Elevating the Yuan’s Global Status — Eswar Prasad

Ultimately its international value will be determined by the market, but this could help spur further reforms in China.

By Eswar Prasad
via The Wall Street Journal


Ultimately its international value will be determined by the market, but this could help spur further reforms in China.

By Eswar Prasad
via The Wall Street Journal

A burning question in international finance is whether China’s yuan should be inducted into the highly selective group of currencies that constitutes the International Monetary Fund’s reserve currency basket, known as the Special Drawing Rights (SDR). The group now includes only the U.S. dollar, euro, Japanese yen and British pound sterling. By the end of this year, the IMF will decide on the yuan’s fate.

This has far-reaching implications, but not, as many believe, because it will signal the yuan’s challenge to the dollar as the dominant global reserve currency. The yuan won’t become a safe-haven currency unless China undertakes the substantial political, legal and institutional reforms necessary to build trust among foreign investors.

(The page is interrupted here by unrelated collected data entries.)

PR #1030, opened 2022-10-07
added fluid prop to checkbox switch and radio

fraincs:
Added the option to use a fluid prop on Switch/Checkbox and Radio. This is meant to be undocumented as it's not a common use case nor one we want to promote.

### DIFF
--- a/packages/components/src/checkbox/src/Checkbox.css
+++ b/packages/components/src/checkbox/src/Checkbox.css
@@ -215,3 +215,8 @@
     margin-top: var(--o-ui-sp-1);
     margin-bottom: var(--o-ui-sp-1);
 }
+
+/* FLUID */
+.o-ui-checkbox-fluid {
+    width: 100%;
+}
--- a/packages/components/src/checkbox/src/Checkbox.tsx
+++ b/packages/components/src/checkbox/src/Checkbox.tsx
@@ -1,7 +1,7 @@
 import { AbstractInputProps } from "../../input";
 import { Box } from "../../box";
 import { ChangeEvent, ChangeEventHandler, ComponentProps, forwardRef, useMemo } from "react";
-import { OmitInternalProps, isNil, mergeProps, omitProps, resolveChildren, useChainedEventCallback, useCheckableProps, useSlots } from "../../shared";
+import { OmitInternalProps, cssModule, isNil, mergeProps, omitProps, resolveChildren, useChainedEventCallback, useCheckableProps, useSlots } from "../../shared";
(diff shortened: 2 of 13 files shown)


patricklafrance:
I wonder why are you adding this option if it is something which is not a common use case nor something we want to promote?

fraincs:
> I wonder why are you adding this option if it is something which is not a common use case nor something we want to promote?

image

We have some situations like here that still would benefit from it.

alexasselin008:
> I wonder why are you adding this option if it is something which is not a common use case nor something we want to promote?

Also, the property is already available on Checkboxes, so having it on radios makes the API more consistent

patricklafrance:
Got it.

Honnestly, I don't think making them fluid is the way to accomplish this.

I think it should be a new component which composed a checkbox/radio with other elements. Something like a RadioTile and CheckboxTile.

Does it make sense?

fraincs:
> Got it.
> 
> Honnestly, I don't think making them fluid is the way to accomplish this.
> 
> I think it should be a new component which composed a checkbox/radio with other elements. Something like a RadioTile and CheckboxTile.
> 
> Does it make sense?

Makes sense, and upon further discussions the issue will have to be closed and rephrased since a fluid Form pass fluid to all its children and it's not something you want to do(rendering all checkbox / switch radio as fluid in a fluid form).

patricklafrance:
Ok!

While thinking about it thought, RadioTile and CheckboxTile might not be the best names as it would be confusing with our current Tile component which render a Radio or Checkbox depending if it's a single select or multiselect behavior.

I wonder thought if it make sense to keep in the DS the actual Selectable tiles:

image

image

And also add the one you referenced in your screenshot. In my opinion, they seem to serve the same purpose and should probably be merged.

fraincs:
They indeed share the same DNA and could probably be merged down the line where one could use a checkbox tile / radio tile or switch tile(if we judge it makes sense)

patricklafrance:
Still, you have shown in your screenshot a component which should probably be part of Orbit. Is there any plan to integrate it? Is it part of a backlog somewhere?

fraincs:
> I wonder thought if it make sense to keep in the DS the actual Selectable tiles:

Tiles are selectables entities, you are suggesting/wondering if we should split these in two (RadioTiles and SelectTiles)? And deprecate the Tile component? Is my understanding right?

fraincs:
An issue has been opened regarding our discussions

https://github.com/gsoft-inc/sg-orbit/issues/1039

These changes are unlikely to happen anytime soon, so the dollar’s position is secure for now.

But the IMF’s decision could effect China’s progress on banking and other market-oriented economic reforms. These reforms will determine whether China’s economy gets on a better, less-risky growth path. If China’s reforms stall, global markets will feel the pain.

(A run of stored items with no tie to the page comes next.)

PR #1037, opened 2022-10-11
BREAKING: Add support for React 18

tjosepo:
Issue: N/A

## Summary

This PR adds support for React 18, and drops support for React <=17.

## What I did

- Update Storybook to support React 18.
- Update `@types/react` to support React 18.
- Update `@testing-library` to support React 18.
- Removed `@testing-library/react-hooks`, since the version that supports React 18 has been merged into `@testing-library/react`
- Fix tests broken by React 18 and the new version of `@testing-library`, mostly caused by `act(() => ...)` not being awaited.
- Removed `@reach/useId`, to use React 18's `useId`.
- ~Add a polyfill for `useId`, for React versions lower than 18.~ Not anymore. We're okay with this being a **breaking change.**

## How to test

- Is this testable with Jest or Chromatic screenshots? ✅

- Does this need an update to the documentation? ❌


packages/components/src/shared/src/useId.ts
```diff
@@ -1,7 +1,23 @@
...
+        return undefined;
+    }
+
+    return id;
+};
+
+const useAutoId = useIdReact ?? useIdPolyfill;
 
 export function useId(userId?: string, prefix?: string) {
+    // eslint-disable-next-line react-hooks/rules-of-hooks
```
alexasselin008, line 20: this disable is probably not necessary anymore

packages/components/src/overlay/tests/jest/usePopup.test.tsx
```diff
@@ -455,8 +455,8 @@ test("closing the popup with esc keypress return the focus to the trigger", asyn
         />
     );
 
-    act(() => {
-        userEvent.click(getByTestId("trigger"));
+    await act(() => {
```
alexasselin008, line 458: all other lines have the format: 

```
    await act(() => userEvent.click(getByTestId("trigger")););
```

no need for the brackets and the return

packages/components/src/collection/src/getItemText.tsx
```diff
@@ -3,7 +3,7 @@ import { getRawSlots, isNil } from "../../shared";
 
 export function getItemText(item: CollectionNode): string {
     if (isDivider(item) || isItem(item)) {
-        const { stringValue, text } = getRawSlots(item?.content, ["text"]);
+        const { stringValue, text } = getRawSlots(<>{item?.content}</>, ["text"]);
```
alexasselin008, line 6: This is odd, i don't understand why we need to specify fragments.

alexasselin008: After investigation, I saw that the item.content can by either a ReactElement or a ElementType[].
getRawSlots receive a ReactNode

 ElementType is not part of ReactNode, so wrapping it makes it work, but the issue should be fixed

The typing here should be fixed another way

packages/components/src/shared/src/useId.ts
```diff
@@ -1,7 +1,23 @@
 import { isNil } from "./assertions";
-import { useId as useAutoId } from "@reach/auto-id";
+import { useId as useIdReact, useState } from "react";
+
+// Polyfill to support useId on React versions below 18.0.0, doesn't work on server
+let currentId = 0;
```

Chinese leaders have lobbied for inclusion in the SDR basket. Perhaps they hope to free themselves from reliance on the U.S. dollar by elevating the yuan, but the more immediate endgame is their domestic economy. Economic reformers in China have built public support around the idea that the yuan’s status in global finance should match China’s size and prominence in the world economy.

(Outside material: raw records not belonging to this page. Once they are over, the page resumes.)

PR #1048, opened 2022-10-14
Fix header anchor links missing

tjosepo:
In Storybook, headers no longer displayed anchor links when you hovered on them.

image

This issue was fixed in  Storybook `6.5.13-alpha.0`.


fraincs (commented):
Can we live without anchors until 6.5.13 is non alpha? Is the alpha stable, by definition it shouldn't?

fraincs:
They are not rendered at all

patricklafrance:
> They are not rendered at all
> […](#)

It would broke the whole docs navigation. I doubt it’s an option to release without anchors.

fraincs:
> > They are not rendered at all
> > […](#)
> 
> It would broke the whole docs navigation. I doubt it’s an option to release without anchors.

I agree I was just wondering if we were ok with an alpha build of SB.

patricklafrance:
> > > They are not rendered at all
> > > […](#)
> > 
> > 
> > It would broke the whole docs navigation. I doubt it’s an option to release without anchors.
> 
> I agree I was just wondering if we were ok with an alpha build of SB.

An alpha of a minor release is not a big deal IMO but still a due diligence should be done to validate what is included in this minor release.

fraincs (approved):

PR #1052, opened 2022-11-04
Fix dark mode toggle

tjosepo:
## Summary

An update to Storybook broke our dark mode toggle.

Updating the value longer updated the `globals` variable. The page had to be refreshed for the changes to be reflected.

## What I did

I created an addon to handle dark mode.

The addon stores dark mode value to localstore, and emits an event when the colorscheme changes. This ensures that previews and stories are always up to date with the toggle.


fraincs (approved):

patricklafrance:
@tommysanterre @fraincs I don't think merging this is right.

I mean, `globals` is an [official feature of SB](https://storybook.js.org/docs/react/essentials/toolbars-and-globals) maybe the latest version included a bug but they will release a fix.

I doubt it worth going rogue with our things. It's additional development and additional maintenance.

I believe this PR should be reverted

tjosepo:
I don't mind reverting if we're okay with the feature temporarily not working.

I'll check the Storybook repo to see if this issue was flagged.

From my time spent debugging, it seems like the feature still works as intended inside previews, but not inside docs. (Changing 
the value causes the the docs rerender, but the `global` variable stays the same as before 😕)

tjosepo:
Seems like the issue was flagged in https://github.com/storybookjs/storybook/issues/18477

> Ah! Ok, that's because you are reading `context.globals` which is a deprecated field and will be removed in 7.0.
> 
> I guess the correct way to access them in a container would be:
> ```js
>   const story = context.storyById(context.id);
>   const { globals } = context.getStoryContext(story);
> ```

> (Note in 7.0 context.id will be removed and you'd change the first line to `context.storyById()` -- but that doesn't work in 6.5 🤔 )

We can revert this PR, and do the changes suggested in the issue.

It's kind of a bummer that the official solution to this issue is only temporary, and will become deprecated again in version 7.0 😕

patricklafrance:
Hmm yeah indeed! Let’s discuss our next step on monday then?

patricklafrance:
So I read the mentionned SB issue.

If I understand correctly, the issue for Orbit is not that the globals value doesn't work anymore, the issue is that the template (specifically, in our case the `withBackgroundMatchingColorScheme` decorator) doesn't re-render anymore when a global value mutate?

If this is the case and the following works:

```
 const story = context.storyById(context.id);
 const { globals } = context.getStoryContext(story);
```

I don't think it's a big deal to update:

```
const story = context.storyById(context.id);
```

for:

```
const story = context.storyById(context.storyById());
```

when SB 7.0 is out

tjosepo:
Great! 

We can merge https://github.com/gsoft-inc/sg-orbit/pull/1053, and then I'll make another PR with these changes: https://github.com/gsoft-inc/sg-orbit/commit/b46e6e3b380054bc898a34cde08178e378f57bb0

PR #1055, opened 2022-11-09
Add missing icon button link docs example

patricklafrance:
## Summary

A doc examples for IconButtonAsLink was missing.


patricklafrance:
After discussion with @fraincs I will ignore the failing chromatic test as it's a flacky which often fail.

PR #1059, opened 2017-04-11
[TRAFODION-2586] UPSERT USING LOAD running slower than UPSERT with tr…

sureshsubbiah:
…ansactions disabled

Showplan indicates problem is likely in initial queue length. Particularly for rowset upserts that are used for trickle loading, the number of rows in each statement si not sufficient for the queue resize to kick in.


sureshsubbiah:
jenkins, retest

For the yuan to become a major international currency, China needs a raft of domestic reforms. These include a better and well-regulated banking system and a broader range of financial markets, including basic currency derivatives, fewer restrictions on capital flows and a truly market-determined exchange rate. Such reforms would improve financial markets and the allocation of resources in the Chinese economy, yielding more balanced and sustainable growth.

But there is fierce opposition to these reforms, which challenge vested interests that have enormous political clout. The government has used globalization of the yuan as a rallying cry to overcome this opposition and push forward with reforms.

The People’s Bank of China has already committed to fully freeing up interest rates on bank deposits in 2015. This will increase competition for deposits, driving up rates and benefiting savers. Small banks will be able to compete more effectively with large banks. Large banks oppose these reforms, but the PBOC has noted that market-determined domestic interest rates are an important criterion for the yuan’s inclusion in the SDR basket.

In principle, this entire debate is a nonstarter. Since the yuan isn’t freely convertible and its exchange rate isn’t fully market-determined, it is technically not a viable reserve currency. But this matter is more about international geopolitics than economics.

For the IMF, however, the decision is a matter of its own long-term survival. The IMF has had a contentious relationship with China on currency matters, and ignoring China’s explicit desire to join the SDR would create more bad blood.

The agency also wants to avoid another knock on its legitimacy, already tainted by the lack of progress on giving emerging markets their rightful voting shares. Excluding the yuan from the SDR could crystallize the concerns of policy makers in emerging markets that the IMF remains an institution run by and for the benefit of advanced economies.

The IMF’s imprimatur would certainly help, but ultimately market forces will drive the yuan to be adopted as a reserve currency. Foreign investors, including foreign central banks, will hold the yuan if they are convinced of its worth. Unless China develops its financial markets, the IMF’s seal of approval won’t do much for the yuan’s stature.

The U.S. government should welcome the yuan’s claims to reserve-currency status. After SDR inclusion, China’s central bank would find it harder to manage or manipulate the value of its currency to gain a competitive edge for its exports. China will also have more reason to maintain the primacy of the IMF, where the U.S. has considerable influence, in international finance. And China’s financial market opening could create opportunities for U.S. firms, from banks to insurers.

The yuan’s inclusion in the SDR basket might be premature on technical grounds but is timely given its broader ramifications. A positive outcome would be good for China, the U.S. and the international monetary system. There is no good reason to delay.